Activity
The answer must be every record below, reproduced exactly.

Information given
PR #745, opened 2024-08-16
[cleanup] Remove dead code in several React components

vincentfretin:
Those are props and state that aren't used anywhere.

### DIFF
--- a/src/components/scenegraph/SceneGraph.js
+++ b/src/components/scenegraph/SceneGraph.js
@@ -11,17 +11,13 @@ import Events from '../../lib/Events';
 
 export default class SceneGraph extends React.Component {
   static propTypes = {
-    id: PropTypes.string,
-    onChange: PropTypes.func,
     scene: PropTypes.object,
     selectedEntity: PropTypes.object,
     visible: PropTypes.bool
   };
 
   static defaultProps = {
-    selectedEntity: '',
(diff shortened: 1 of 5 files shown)


src/components/scenegraph/SceneGraph.js
```diff
@@ -70,19 +66,16 @@ export default class SceneGraph extends React.Component {
...
       const entityOption = this.state.filteredEntities[i];
       if (entityOption.entity === entity) {
-        this.setState({ selectedEntity: entity, selectedIndex: i });
+        this.setState({ selectedIndex: i });
         // Make sure selected value is visible in scenegraph
         this.expandToRoot(entity);
-        if (this.props.onChange) {
-          this.props.onChange(entity);
-        }
-        Events.emit('entityselect', entity, true);
```
vincentfretin, line 84: This true param here has no meaning, there is no second parameter in any of the entityselect listener in the code base, meaning there is no `Events.on('entityselect', (entity, someboolean) => ...`

dmarcos:
Thanks!

vincentfretin:
I rebased to fix the conflict. You can merge.

vincentfretin:
@dmarcos in case you missed my comment.

dmarcos:
Thanks!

Written reply
PR #745, opened 2024-08-16
[cleanup] Remove dead code in several React components

vincentfretin:
Those are props and state that aren't used anywhere.

### DIFF
--- a/src/components/scenegraph/SceneGraph.js
+++ b/src/components/scenegraph/SceneGraph.js
@@ -11,17 +11,13 @@ import Events from '../../lib/Events';
 
 export default class SceneGraph extends React.Component {
   static propTypes = {
-    id: PropTypes.string,
-    onChange: PropTypes.func,
     scene: PropTypes.object,
     selectedEntity: PropTypes.object,
     visible: PropTypes.bool
   };
 
   static defaultProps = {
-    selectedEntity: '',
(diff shortened: 1 of 5 files shown)


src/components/scenegraph/SceneGraph.js
```diff
@@ -70,19 +66,16 @@ export default class SceneGraph extends React.Component {
...
       const entityOption = this.state.filteredEntities[i];
       if (entityOption.entity === entity) {
-        this.setState({ selectedEntity: entity, selectedIndex: i });
+        this.setState({ selectedIndex: i });
         // Make sure selected value is visible in scenegraph
         this.expandToRoot(entity);
-        if (this.props.onChange) {
-          this.props.onChange(entity);
-        }
-        Events.emit('entityselect', entity, true);
```
vincentfretin, line 84: This true param here has no meaning, there is no second parameter in any of the entityselect listener in the code base, meaning there is no `Events.on('entityselect', (entity, someboolean) => ...`

dmarcos:
Thanks!

vincentfretin:
I rebased to fix the conflict. You can merge.

vincentfretin:
@dmarcos in case you missed my comment.

dmarcos:
Thanks!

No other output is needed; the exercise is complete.